Warning: Only the first byte will be assigned to the string offset

Question

The following code was working just fine in PHP 7 so why am I seeing this warning in PHP 8?

$str = 'xy';
$str[0] = 'bc';

Answer 1

As of PHP 8 trying to replace a string offset with more than one byte using square array brackets style will emit a warning.

So you just need to remove the extra byte (c in this case)

$str = 'xy';
$str[0] = 'b';

Or if you really want to replace x with bc you can use substr_replace

$str = 'xy';
var_dump(substr_replace($str, 'bc', 0, 1)); // output: string(2) "bcy"

Note: this function accepts byte offsets, not code point offsets.

Answer 2

Actually code works the same as in PHP 7.4. The only difference is that now it throws Warning.

$str = 'xy';
$str[0] = 'bc';

var_dump($str); // string(2) "by"
var_dump(phpversion()); // string(6) "7.4.10"

PHP 8

var_dump($str); // string(2) "by"
var_dump(phpversion()); // string(10) "8.0.0beta4"

As PHP documentation says:

Internally, PHP strings are byte arrays.

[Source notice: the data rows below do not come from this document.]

PR #978, opened 2019-08-07
Add Visual Test Runner (Hotloading) & Unit Test Project

Swan:
- Added a project for future unit tests
- Setup hotloading for visual tests. It can be used for testing certain ui elements and/or quickly building screens without having to constantly restart the game. [Here it is in action](https://streamable.com/km7zm). To use it, compile using the **Visual Tests** solution configuration, and edit files as you normally would.


Quaver/Program.cs
```diff
@@ -111,7 +112,11 @@ private static void Run()
                 Logger.Error(e, LogType.Runtime);
             }
 
+#if VISUAL_TESTS
+            using (var game = new QuaverGame(new HotLoader("../../../../Quaver.Shared/")))
```
YaLTeR: Is there a better way? This will break with testing published builds.

Swan: How? And why would you test with a published build in the first place?

YaLTeR: > How?

Maybe there's some project variable with source location or something? Should at least make it overridable via an environment variable.

> And why would you test with a published build in the first place?

There already are some things that for some unknown reason work only in the published build (IPC). So I guess that's my reasoning. Even though you probably won't need IPC when building a UI through the visual tests.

As a result, accessing or modifying a string using array brackets is not multi-byte safe, and should only be done with strings that are in a single-byte encoding such as ISO-8859-1.

If you want to insert all bytes from replacement string in a destination string you can use:

$str = 'xy';

function chars_replace(string $str, string $replacement, int $indexAt)
{
    return substr_replace($str, $replacement, $indexAt, $indexAt + strlen($replacement));
}

var_dump(chars_replace($str, 'bc', 0)); // string(2) "bc"

However it will not work with multibyte encoding.

If you want to replace only one char then you can use:

$str = 'xy';
$str[0] = substr('bc', 0, 1);

var_dump($str); // string(2) "by"